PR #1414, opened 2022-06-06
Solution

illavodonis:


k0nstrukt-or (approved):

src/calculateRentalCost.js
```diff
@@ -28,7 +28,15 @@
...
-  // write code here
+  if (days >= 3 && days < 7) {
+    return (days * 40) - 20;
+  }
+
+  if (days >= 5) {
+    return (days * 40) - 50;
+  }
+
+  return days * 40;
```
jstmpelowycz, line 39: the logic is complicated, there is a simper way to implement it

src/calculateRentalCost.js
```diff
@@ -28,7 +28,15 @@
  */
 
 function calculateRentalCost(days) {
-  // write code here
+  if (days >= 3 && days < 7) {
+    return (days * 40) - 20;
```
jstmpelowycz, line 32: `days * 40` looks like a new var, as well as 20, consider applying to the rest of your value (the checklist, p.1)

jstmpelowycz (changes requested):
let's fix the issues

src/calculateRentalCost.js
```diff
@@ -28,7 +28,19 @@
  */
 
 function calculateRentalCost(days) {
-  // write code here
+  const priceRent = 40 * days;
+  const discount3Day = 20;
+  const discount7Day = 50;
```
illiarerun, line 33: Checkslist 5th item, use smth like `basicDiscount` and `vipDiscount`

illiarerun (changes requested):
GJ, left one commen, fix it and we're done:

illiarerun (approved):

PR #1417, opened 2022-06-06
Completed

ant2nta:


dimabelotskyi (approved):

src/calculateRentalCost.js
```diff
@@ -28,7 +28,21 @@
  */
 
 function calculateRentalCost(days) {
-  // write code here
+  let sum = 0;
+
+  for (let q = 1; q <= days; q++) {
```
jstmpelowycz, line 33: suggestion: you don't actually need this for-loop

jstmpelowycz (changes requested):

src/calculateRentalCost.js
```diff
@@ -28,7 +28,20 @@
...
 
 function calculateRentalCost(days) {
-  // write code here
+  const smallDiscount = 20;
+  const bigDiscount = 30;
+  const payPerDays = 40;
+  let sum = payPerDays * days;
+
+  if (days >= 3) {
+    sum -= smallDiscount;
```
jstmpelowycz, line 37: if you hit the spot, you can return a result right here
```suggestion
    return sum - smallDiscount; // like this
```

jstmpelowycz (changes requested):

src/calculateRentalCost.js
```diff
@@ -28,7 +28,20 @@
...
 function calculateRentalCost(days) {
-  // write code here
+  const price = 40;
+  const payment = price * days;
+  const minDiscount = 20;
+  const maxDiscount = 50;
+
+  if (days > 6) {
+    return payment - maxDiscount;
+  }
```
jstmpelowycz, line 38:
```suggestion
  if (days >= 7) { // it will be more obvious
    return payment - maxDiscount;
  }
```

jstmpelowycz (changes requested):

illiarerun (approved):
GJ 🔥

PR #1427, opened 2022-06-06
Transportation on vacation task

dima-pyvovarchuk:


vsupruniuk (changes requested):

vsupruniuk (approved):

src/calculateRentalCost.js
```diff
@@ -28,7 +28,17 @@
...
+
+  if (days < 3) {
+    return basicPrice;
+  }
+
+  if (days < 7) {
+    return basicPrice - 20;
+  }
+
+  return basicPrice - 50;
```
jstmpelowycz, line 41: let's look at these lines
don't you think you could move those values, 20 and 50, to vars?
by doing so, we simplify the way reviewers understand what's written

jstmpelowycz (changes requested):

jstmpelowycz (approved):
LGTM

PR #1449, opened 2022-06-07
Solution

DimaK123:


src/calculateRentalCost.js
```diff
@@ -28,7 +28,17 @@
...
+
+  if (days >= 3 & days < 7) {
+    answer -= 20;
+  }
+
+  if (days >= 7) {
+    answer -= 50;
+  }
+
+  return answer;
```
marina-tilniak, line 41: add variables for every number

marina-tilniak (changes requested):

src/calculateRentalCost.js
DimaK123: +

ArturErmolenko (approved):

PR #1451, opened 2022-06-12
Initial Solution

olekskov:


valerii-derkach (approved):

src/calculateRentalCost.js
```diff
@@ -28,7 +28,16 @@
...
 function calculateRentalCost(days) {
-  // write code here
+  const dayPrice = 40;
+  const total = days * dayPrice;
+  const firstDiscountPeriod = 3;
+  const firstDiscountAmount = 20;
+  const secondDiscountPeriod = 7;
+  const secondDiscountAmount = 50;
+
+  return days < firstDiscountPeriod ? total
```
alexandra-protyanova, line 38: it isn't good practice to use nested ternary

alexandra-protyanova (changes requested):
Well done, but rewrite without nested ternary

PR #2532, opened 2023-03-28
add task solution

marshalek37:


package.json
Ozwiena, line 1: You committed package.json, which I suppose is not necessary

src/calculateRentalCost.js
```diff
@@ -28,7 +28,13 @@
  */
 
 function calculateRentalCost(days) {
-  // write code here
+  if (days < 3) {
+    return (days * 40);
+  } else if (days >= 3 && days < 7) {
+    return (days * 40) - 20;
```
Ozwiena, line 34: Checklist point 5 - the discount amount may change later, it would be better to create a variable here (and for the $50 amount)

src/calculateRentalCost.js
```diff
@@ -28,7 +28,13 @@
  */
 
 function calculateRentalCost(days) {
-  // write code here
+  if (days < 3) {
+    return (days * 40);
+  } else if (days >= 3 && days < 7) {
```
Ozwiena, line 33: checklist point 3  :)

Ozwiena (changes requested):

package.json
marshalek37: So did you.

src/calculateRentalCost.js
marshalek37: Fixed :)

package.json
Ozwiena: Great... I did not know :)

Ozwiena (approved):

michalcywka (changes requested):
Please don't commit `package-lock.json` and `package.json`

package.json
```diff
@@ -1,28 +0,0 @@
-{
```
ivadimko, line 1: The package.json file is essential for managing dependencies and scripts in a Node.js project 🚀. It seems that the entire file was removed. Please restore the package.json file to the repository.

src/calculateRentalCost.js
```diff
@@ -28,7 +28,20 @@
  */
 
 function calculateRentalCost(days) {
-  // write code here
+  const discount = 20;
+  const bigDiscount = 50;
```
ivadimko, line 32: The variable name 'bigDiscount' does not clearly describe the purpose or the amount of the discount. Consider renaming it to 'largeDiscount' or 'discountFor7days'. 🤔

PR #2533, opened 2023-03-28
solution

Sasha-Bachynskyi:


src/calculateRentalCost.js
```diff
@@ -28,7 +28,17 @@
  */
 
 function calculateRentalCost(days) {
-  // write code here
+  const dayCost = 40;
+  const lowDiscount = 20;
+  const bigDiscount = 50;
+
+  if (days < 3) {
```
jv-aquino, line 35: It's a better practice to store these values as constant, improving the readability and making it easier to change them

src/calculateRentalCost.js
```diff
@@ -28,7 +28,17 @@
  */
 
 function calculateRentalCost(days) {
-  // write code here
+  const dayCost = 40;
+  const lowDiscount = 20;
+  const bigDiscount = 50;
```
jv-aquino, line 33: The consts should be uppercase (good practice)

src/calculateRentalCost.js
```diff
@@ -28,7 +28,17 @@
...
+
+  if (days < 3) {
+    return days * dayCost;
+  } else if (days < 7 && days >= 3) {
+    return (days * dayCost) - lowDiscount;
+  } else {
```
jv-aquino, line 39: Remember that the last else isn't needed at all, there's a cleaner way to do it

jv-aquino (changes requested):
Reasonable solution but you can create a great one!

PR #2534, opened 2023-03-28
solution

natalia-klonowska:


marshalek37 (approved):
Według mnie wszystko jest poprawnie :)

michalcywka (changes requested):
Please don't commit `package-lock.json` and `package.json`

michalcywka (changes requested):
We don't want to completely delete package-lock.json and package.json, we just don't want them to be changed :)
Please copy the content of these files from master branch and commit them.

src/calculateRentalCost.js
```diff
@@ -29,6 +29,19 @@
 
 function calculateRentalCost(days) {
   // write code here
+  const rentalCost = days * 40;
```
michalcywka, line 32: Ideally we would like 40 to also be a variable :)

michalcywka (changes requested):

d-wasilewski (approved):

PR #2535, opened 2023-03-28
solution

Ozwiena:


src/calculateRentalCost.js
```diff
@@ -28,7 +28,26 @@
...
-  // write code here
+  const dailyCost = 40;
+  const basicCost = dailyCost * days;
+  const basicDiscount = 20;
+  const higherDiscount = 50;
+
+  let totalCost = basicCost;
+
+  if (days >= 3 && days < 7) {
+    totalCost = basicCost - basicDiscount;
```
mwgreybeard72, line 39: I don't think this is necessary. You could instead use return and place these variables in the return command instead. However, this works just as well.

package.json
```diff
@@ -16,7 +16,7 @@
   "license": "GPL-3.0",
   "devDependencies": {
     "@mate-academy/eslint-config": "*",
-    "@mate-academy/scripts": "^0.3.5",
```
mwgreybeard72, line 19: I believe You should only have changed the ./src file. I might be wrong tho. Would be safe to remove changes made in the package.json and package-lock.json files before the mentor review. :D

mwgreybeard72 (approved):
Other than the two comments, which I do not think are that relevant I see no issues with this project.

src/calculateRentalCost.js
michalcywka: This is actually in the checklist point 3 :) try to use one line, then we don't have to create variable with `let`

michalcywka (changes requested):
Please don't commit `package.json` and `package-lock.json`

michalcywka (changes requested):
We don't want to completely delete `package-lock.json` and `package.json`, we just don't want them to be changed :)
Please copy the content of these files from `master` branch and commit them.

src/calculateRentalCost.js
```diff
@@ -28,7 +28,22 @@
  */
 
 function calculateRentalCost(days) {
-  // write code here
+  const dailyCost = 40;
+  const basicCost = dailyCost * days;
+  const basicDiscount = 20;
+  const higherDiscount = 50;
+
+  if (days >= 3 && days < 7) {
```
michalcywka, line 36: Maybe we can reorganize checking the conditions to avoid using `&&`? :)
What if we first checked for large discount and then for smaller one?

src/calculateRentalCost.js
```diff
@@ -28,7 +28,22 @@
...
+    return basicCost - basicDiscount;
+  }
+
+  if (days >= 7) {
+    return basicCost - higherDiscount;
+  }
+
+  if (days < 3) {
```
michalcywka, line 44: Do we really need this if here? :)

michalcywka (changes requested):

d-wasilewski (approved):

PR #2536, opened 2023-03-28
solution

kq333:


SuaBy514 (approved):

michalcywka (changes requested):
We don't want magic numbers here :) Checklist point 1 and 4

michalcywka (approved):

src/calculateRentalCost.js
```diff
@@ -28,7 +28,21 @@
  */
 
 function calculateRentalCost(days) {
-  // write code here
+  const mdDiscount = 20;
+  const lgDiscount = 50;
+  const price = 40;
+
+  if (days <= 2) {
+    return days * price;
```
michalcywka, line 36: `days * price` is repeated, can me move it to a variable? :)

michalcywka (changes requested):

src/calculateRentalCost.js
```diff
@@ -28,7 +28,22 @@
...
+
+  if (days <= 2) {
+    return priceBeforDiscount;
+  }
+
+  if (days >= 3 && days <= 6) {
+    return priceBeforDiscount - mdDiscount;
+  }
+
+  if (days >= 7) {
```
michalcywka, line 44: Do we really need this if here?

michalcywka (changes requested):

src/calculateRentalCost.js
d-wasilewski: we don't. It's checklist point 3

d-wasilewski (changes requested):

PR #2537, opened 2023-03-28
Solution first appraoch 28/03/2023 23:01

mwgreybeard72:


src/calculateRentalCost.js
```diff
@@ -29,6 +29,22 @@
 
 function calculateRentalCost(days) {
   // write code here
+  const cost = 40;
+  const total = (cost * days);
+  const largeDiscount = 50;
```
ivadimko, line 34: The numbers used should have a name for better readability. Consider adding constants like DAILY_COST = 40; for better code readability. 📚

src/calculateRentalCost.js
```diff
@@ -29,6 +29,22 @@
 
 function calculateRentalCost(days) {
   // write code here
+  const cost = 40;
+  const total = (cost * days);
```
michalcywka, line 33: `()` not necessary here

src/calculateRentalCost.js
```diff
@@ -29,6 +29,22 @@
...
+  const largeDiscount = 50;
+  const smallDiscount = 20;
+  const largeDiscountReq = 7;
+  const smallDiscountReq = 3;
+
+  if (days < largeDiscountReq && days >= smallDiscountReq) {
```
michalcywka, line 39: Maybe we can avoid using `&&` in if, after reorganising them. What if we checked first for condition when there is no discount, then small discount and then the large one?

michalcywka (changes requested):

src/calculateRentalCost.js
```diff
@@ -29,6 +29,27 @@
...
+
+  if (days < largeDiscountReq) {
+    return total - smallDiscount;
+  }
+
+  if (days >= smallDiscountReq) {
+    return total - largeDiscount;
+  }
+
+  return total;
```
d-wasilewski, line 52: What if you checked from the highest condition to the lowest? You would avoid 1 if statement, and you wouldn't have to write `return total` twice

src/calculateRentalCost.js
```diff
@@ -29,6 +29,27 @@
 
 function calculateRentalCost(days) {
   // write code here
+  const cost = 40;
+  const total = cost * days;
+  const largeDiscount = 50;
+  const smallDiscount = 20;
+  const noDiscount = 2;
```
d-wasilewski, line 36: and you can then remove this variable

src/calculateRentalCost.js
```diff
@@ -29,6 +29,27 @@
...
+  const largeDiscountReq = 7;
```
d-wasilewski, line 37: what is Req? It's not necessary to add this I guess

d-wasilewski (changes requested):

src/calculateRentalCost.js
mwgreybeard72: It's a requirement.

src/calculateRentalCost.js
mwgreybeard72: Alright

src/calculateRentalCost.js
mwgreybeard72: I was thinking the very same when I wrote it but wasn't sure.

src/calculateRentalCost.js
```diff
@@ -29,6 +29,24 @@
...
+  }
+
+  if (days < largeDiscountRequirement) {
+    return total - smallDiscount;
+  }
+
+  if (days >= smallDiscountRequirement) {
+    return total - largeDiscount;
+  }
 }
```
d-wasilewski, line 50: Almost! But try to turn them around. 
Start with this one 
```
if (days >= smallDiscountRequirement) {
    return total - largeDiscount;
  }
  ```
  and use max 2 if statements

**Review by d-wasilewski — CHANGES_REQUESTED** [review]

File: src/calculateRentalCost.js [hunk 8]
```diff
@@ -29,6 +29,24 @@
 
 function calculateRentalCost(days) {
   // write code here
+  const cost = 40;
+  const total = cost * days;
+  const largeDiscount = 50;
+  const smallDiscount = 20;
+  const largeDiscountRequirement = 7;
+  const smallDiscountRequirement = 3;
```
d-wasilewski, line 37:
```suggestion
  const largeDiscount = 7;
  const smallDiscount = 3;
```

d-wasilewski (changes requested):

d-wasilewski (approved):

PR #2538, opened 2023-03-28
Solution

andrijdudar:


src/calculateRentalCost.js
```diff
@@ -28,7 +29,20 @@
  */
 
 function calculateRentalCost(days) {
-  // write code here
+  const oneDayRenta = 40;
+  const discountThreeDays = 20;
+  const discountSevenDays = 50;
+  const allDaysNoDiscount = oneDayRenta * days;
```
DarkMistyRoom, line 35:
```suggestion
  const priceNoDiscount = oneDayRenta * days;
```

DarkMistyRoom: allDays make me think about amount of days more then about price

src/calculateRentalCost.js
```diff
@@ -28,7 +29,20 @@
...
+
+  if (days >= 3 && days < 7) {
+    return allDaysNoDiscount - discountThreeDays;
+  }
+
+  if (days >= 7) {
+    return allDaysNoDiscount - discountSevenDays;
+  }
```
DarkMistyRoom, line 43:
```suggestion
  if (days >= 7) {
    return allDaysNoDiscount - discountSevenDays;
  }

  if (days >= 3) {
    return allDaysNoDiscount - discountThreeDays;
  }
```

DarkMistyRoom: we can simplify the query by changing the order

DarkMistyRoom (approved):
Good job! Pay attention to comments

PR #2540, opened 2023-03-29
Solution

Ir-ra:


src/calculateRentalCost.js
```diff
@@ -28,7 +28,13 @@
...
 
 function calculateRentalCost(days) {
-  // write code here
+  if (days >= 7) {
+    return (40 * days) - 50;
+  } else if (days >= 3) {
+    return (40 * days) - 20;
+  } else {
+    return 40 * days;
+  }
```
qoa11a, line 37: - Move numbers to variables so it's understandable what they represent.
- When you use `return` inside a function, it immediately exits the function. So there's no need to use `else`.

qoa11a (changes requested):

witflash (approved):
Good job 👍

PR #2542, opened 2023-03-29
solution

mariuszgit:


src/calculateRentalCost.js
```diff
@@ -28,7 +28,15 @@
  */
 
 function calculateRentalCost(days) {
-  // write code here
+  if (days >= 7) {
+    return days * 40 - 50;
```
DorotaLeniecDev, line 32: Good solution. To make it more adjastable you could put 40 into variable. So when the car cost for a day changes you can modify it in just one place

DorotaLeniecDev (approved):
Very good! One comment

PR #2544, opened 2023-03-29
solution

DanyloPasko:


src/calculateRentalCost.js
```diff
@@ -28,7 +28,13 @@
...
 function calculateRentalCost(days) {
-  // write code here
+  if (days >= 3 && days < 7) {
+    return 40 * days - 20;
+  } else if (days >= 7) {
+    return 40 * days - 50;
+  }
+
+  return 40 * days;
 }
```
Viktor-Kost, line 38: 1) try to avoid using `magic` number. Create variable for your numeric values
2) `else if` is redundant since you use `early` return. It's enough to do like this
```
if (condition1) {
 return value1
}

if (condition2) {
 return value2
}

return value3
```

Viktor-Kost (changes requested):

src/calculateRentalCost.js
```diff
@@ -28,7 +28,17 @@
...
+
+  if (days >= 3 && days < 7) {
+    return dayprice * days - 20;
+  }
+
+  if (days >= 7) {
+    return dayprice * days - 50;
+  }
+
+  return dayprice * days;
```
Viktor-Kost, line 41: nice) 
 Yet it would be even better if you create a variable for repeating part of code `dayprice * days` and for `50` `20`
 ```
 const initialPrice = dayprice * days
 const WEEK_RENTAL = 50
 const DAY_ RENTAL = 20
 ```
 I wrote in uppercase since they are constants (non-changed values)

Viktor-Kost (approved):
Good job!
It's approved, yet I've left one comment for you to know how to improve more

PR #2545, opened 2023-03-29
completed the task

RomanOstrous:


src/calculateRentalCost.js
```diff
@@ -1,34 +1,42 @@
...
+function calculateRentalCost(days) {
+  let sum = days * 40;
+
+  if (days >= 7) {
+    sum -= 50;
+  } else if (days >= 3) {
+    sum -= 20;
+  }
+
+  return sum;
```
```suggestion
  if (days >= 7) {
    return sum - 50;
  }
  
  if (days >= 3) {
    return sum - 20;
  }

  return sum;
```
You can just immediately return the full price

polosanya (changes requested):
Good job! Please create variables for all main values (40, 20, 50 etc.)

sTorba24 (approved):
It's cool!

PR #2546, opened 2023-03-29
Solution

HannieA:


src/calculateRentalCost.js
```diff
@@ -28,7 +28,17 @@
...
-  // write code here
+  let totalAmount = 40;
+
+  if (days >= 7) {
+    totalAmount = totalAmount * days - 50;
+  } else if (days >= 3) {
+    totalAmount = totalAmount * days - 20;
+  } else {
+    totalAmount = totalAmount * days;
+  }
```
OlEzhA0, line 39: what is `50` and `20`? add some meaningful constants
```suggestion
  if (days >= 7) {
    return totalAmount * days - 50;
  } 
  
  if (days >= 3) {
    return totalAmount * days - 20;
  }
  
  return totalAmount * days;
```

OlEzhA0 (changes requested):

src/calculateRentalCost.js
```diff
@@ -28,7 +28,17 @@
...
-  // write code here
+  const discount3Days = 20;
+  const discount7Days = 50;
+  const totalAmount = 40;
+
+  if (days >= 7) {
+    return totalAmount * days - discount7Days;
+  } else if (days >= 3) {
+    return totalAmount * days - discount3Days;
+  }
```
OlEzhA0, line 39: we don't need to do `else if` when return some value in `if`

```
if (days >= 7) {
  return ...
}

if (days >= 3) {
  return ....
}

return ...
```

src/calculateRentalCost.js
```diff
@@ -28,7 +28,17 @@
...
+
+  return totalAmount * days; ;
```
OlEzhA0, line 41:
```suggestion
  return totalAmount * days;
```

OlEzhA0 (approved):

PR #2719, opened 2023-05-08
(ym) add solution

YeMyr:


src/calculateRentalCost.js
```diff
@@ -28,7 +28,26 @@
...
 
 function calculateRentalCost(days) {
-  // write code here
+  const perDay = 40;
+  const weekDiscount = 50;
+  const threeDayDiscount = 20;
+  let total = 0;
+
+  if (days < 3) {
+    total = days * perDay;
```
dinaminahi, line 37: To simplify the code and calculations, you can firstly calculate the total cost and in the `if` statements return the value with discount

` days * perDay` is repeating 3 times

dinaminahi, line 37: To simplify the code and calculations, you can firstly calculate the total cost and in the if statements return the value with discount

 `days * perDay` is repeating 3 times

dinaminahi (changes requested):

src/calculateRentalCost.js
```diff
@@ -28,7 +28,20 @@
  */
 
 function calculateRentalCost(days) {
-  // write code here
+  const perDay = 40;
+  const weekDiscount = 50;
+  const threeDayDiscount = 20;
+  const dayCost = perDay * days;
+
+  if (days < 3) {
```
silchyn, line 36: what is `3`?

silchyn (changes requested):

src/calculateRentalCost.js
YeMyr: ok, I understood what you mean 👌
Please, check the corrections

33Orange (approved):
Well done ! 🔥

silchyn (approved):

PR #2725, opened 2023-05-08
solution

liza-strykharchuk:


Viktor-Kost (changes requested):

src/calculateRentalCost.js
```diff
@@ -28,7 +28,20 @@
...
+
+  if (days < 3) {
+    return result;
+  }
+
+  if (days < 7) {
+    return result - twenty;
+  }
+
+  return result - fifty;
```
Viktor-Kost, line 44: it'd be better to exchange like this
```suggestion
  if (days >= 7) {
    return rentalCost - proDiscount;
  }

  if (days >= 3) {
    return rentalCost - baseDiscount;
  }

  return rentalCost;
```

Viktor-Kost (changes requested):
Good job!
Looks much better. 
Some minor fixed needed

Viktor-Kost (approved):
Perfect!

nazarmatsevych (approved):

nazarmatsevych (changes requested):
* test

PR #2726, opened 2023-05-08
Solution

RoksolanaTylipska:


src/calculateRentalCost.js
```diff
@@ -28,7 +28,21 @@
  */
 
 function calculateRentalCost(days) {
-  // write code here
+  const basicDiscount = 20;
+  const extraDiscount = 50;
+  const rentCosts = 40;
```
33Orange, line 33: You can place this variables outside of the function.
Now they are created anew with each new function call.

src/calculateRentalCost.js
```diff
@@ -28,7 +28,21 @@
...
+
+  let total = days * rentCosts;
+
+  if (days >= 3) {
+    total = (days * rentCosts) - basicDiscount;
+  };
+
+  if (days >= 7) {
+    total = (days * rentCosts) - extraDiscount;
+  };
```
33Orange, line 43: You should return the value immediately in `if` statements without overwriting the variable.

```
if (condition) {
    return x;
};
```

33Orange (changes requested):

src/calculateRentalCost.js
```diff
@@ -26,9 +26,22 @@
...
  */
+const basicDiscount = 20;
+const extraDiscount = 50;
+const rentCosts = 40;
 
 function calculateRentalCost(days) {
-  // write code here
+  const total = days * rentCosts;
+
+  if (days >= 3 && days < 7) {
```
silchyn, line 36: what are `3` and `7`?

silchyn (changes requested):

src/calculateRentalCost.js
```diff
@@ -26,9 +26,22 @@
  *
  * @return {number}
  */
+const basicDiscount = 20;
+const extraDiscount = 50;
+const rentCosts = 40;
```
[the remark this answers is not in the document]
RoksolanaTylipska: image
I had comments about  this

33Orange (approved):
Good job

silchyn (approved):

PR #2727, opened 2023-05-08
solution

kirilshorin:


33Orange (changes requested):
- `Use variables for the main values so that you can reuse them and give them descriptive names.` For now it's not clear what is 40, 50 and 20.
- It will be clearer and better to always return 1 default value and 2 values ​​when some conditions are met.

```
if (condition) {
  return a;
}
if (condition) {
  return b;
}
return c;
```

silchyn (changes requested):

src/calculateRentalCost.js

▸ **Problem requirements**
Check each line of the material for the word "about". State how many have it, and write nothing else.

▸ **Response to this task**
2